# Fenêtres intempestives sur Safari



## Guili-guili (11 Mai 2011)

Bonjour,
Depuis quelques semaines, des fenêtres intempestives s'ouvrent sous Safari alors que le blocage de ces fenêtres est bloqué dans les préférences.
Y a t-il une manip que j'aurais oublié ?

Merci d'avance pour votre aide.

Attention, la novicitude n'est pas une tare ;-)


----------



## jp.pilet (11 Mai 2011)

Bonjour
je ne sais pas si les 2 onglets sont liés mais lorsque tu ouvres les préférences tu as au premier niveau - Bloquer les fenêtres surgissantes - mais ensuite dans les préférences safari, onglet sécurité tu as aussi -bloquer les fenêtres surgissantes- ... je te laisse vérifier si c'est la même chose 
cordialement JPP


----------



## Guili-guili (12 Mai 2011)

Bonjour,

Merci beaucoup pour la réponse.Heureusement qu'il y a des personnes un peu plus experte 
J'ai bien trouvé la case à cocher dans les préférences Safari. De ce côté là, pas de problème, c'est bien le paramètre que j'avais rempli. Par contre, tu parles d'un deuxième onglet...

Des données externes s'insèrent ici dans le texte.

PR #7085, opened 2024-06-23
Using metadata reader to discover forwarded type destination

danielmarbach:
@bording and I discussed an alternative that discovers forwarded types and includes those in scanning. Unfortunately it is[ not possible to reflect the type forwarding attributes because they get erased.](https://github.com/dotnet/runtime/issues/21676) You can only access the information by using the metadata reader.


src/NServiceBus.Core/Hosting/Helpers/AssemblyScanner.cs
```diff
@@ -430,4 +433,25 @@ bool ShouldScanDependencies(Assembly assembly)
         // And other windows azure stuff
         "Microsoft.WindowsAzure"
     };
+
+    static AssemblyScanner()
```
danielmarbach, line 437: As an alternative this could also be moved into a lazy to pay the price only once when GetScannableAssembly is called.

danielmarbach:
We ported over the metadata reading part into a test in https://github.com/Particular/NServiceBus/pull/7081

PR #7086, opened 2024-06-25
Robust and faster handling of AssemblyQualifiedNames in MessageMetadataRegistry

danielmarbach:
The current fallback logic to extract the fullname bluntly assumes it is OK to split by `,` and then take the first part. While this works in some cases it fails with more advanced types like generics. We are aware [that generic are not officially supported](https://docs.particular.net/nservicebus/messaging/messages-events-commands#designing-messages), but regardless of that, the parsing logic should treat the assembly qualified names properly and not lead to invalid data types.

Instead of string splitting or trying to do a fancy regular expression match and replace (with all the consequences of those potentially timing out etc.), I came up with a straightforward approach that should be robust and reliable (see test cases) and even in the cases when we get a full name already even faster since we are not attempting to split that also involves an unnecessary array allocation.

## Benchmark

image

<details>

```csharp
using System;
using BenchmarkDotNet.Attributes;

namespace MicroBenchmarks.NServiceBus;

[SimpleJob]
[MemoryDiagnoser]
public class AssemblyQualifiedNameParser
{
    [Benchmark(Baseline = true)]
    [ArgumentsSource(nameof(Arguments))]
    public string Before(string messageIdentifier) => GetMessageTypeNameWithoutAssemblyOld(messageIdentifier);
    
    [Benchmark]
    [ArgumentsSource(nameof(Arguments))]
    public string After(string messageIdentifier) => GetMessageTypeNameWithoutAssembly(messageIdentifier);
    
    public IEnumerable<object[]> Arguments()
    {
        yield return [typeof(ICommand).FullName];
        yield return [typeof(ICommand).AssemblyQualifiedName];
        yield return [typeof(MyEvent).FullName];
        yield return [typeof(MyEvent).AssemblyQualifiedName];
        yield return [typeof(MyEventGeneric<>).AssemblyQualifiedName];
        yield return [typeof(MyEventGeneric<MyEvent>).AssemblyQualifiedName];
        yield return [typeof(MyEventGeneric<MyEventGeneric<MyEvent>>).AssemblyQualifiedName];
    }
    public static string GetMessageTypeNameWithoutAssembly(string messageTypeIdentifier)
    {
        int lastIndexOf = messageTypeIdentifier.LastIndexOf(']');
        if (lastIndexOf > 0)
        {
            var messageType = messageTypeIdentifier.AsSpan()[..++lastIndexOf].ToString();
            return messageType;
        }

        int firstIndexOfComma = messageTypeIdentifier.IndexOf(',');
        if (firstIndexOfComma > 0)
        {
            var messageType = messageTypeIdentifier.AsSpan()[..firstIndexOfComma].ToString();
            return messageType;
        }

        return messageTypeIdentifier;
    }
    
    public static string GetMessageTypeNameWithoutAssemblyOld(string messageTypeIdentifier)
    {
        var typeParts = messageTypeIdentifier.Split(',');
        if (typeParts.Length > 1)
        {
            return typeParts[0]; //Take the type part only
        }

        return messageTypeIdentifier;
    }
    
    class MyEvent
    {
    }

    class MyEventGeneric<T>
    {
        public T Payload { get; set; }
    }
}
```

</details>

### DIFF
--- a/src/NServiceBus.Core.Tests/Unicast/Messages/AssemblyQualifiedNameParserTests.cs
+++ b/src/NServiceBus.Core.Tests/Unicast/Messages/AssemblyQualifiedNameParserTests.cs
@@ -5,7 +5,7 @@ using System.Collections.Generic;
 using NUnit.Framework;
 
 [TestFixture]
-public class AssemblyQuallifiedNameParserTests
+public class AssemblyQualifiedNameParserTests
 {
     [Theory]
     [TestCaseSource(nameof(AssemblyQualifiedNames))]
--- a/src/NServiceBus.Core.Tests/Unicast/Messages/AssemblyQualifiedNameParserTests.cs
+++ b/src/NServiceBus.Core.Tests/Unicast/Messages/AssemblyQualifiedNameParserTests.cs
@@ -22,10 +22,18 @@ public class AssemblyQualifiedNameParserTests
     [
         [typeof(ICommand).AssemblyQualifiedName, typeof(ICommand).FullName],
         [typeof(MyEvent).AssemblyQualifiedName, typeof(MyEvent).FullName],
+        // Array types
+        [typeof(ICommand[]).AssemblyQualifiedName, typeof(ICommand[]).FullName],
+        [typeof(MyEvent[]).AssemblyQualifiedName, typeof(MyEvent[]).FullName],
         // Yes generic are not officially supported but we should still make sure the type parsing logic doesn't break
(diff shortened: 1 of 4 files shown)


PhilBastian (approved):

mikeminutillo (approved):
This still does not allow dynamic matching to generic message types as the fullname contains the assembly qualified version of the inner type. But it's faster, and catches more cases that the previous approach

Est-ce que cet onglet se trouve dans les préférences système ou bien s'agit-il toujours des préférences Safari ?

J'ai remarqué aussi que les fenêtres apparaissent seulement suivant la consultation de certains sites comme les sites commerciaux par exemple...

Bon, finalement, je reviens sur ce que j'ai dit, la novicitude est sans doute une tare 

Cordiales salutations


----------



## jp.pilet (12 Mai 2011)

Je viens de vérifier les 2 paramètres sont liés, donc si tu as coché c'est bon.
Parfois ces fenêtres sont liées à l'installation de cookies
Tu gères les cookies dans la fenêtre des préférences de Safari, onglet sécurité (représenté en haut de la fenêtre à droite par un petit cadenas) - en général tu peut cocher - accepter les cookies des sites visités - Ne pas accepter les cookies peut parfois poser des problèmes.
Si cela n'améliore pas ... Après je ne sais pas.:rose:
cordialement JPP


----------



## Guili-guili (12 Mai 2011)

Bon, ben reste à vivre avec l'élément gênant ou bien bloquer les cookies qui peut-être un autre élément gênant... :-(
A moins qu'il existe une application pour ça ?

Merci tout de même d'avoir pris le temps de me répondre.

Il faut des maîtres pour former les petits scarabées


----------